Bellevue Police Chief Steve Mylett
Bellevue Police Chief Steve Mylett City of Bellevue

The Bellevue chief of police has been cleared of sexual assault.

In July of this year, an unnamed 44-year-old Issaquah woman complained to Bothell Police Department that Bellevue Police Chief Steve Mylett sexually assaulted her in the fall of 2016. Chief Mylett was placed on paid leave at the beginning of August while the claims were investigated by Bothell police. The investigators, however, concluded that not only did Mylett not sexually assault that complainant, but there was also no evidence that the two had been in contact. Investigators also say that emails supplied by the accuser to bolster her claims were doctored.

“Investigators concluded there was no probable cause to show that Mr. Mylett committed any crime,” reads a press release posted on the city of Bothell’s website this week. “In addition, there was no substantiated evidence to prove there was ever any contact between the complainant and Mr. Mylett.”

According to the Seattle Times:

The woman claimed that she and Mylett had met on a fetish website for people seeking “aggressive” sex. They agreed to meet in October or November of 2016 for an encounter involving bondage but without intercourse, the police report said.

She alleged that Mylett broke that boundary and sexually assaulted her.
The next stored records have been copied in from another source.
PR #1781, opened 2026-07-12
fix(surface-remote): local padi liveness consults the process table (#1776)

### LINKED ISSUE #1776: e2e(darwin): local padi link liveness-timeout force-cycles an alive-but-slow padi mid-run → worker queue-drain

srid:
Resolves #1776 — the darwin-e2e local-padi liveness wedge.

## The wedge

She gave Bothell police the address of a home Mylett and his wife had rented in 2016 and claimed the assault took place there.

As evidence of the alleged assault, the woman gave police the underwear she wore that day, the report said.

A DNA test later showed that the woman’s DNA was on the underpants, as was the DNA of three other individuals, but not that of Mylett, according to the police report.

Further investigation also showed that Mylett and his wife were not living in the rental house during the time of the alleged assault.

The case is being sent to the King County prosecutors for review: According to KOMO News, it's possible the accuser will be charged with perjury, evidence tampering, and making false statements. She has previously accused two other Bellevue officers with sexual assault, but both cases were later dropped when investigators found she fabricated evidence.

You often hear (or read) that "Almost No One is Falsely Accused of Rape," as a recent headline in the Cut put it. But is that true? While the exact number of false rape accusations is unknown (and maybe unknowable, if you include allegations not reported to authorities), a 2010 study of rape allegations at a large university in the Northeast found that out of 136 reported cases of sexual assault over at 10-year period, about 6 percent were false. The FBI puts the number a little higher (8 percent), and others—for instance, Katie Heaney, the author of the Cut article—put it significantly lower at 0.5 percent.

As for why people might falsely accuse someone of rape, a 2018 study looked at precisely this, and found that among 57 false rape allegations made to the Dutch National Police, "Complainants were primarily motivated by emotional gain," as well as "material gain, alibi, revenge, sympathy, attention, a disturbed mental state, relabeling, or regret." Some allegations, the researchers concluded, were fabricated to cover up other behaviors, including adultery or even skipping school, but a surprisingly high number—20 percent—of false accusers "said that they did not know why they filed a false allegation."

What motivated the accuser in the Mylett case? Who knows, but if King County decides to prosecute, we might actually find out.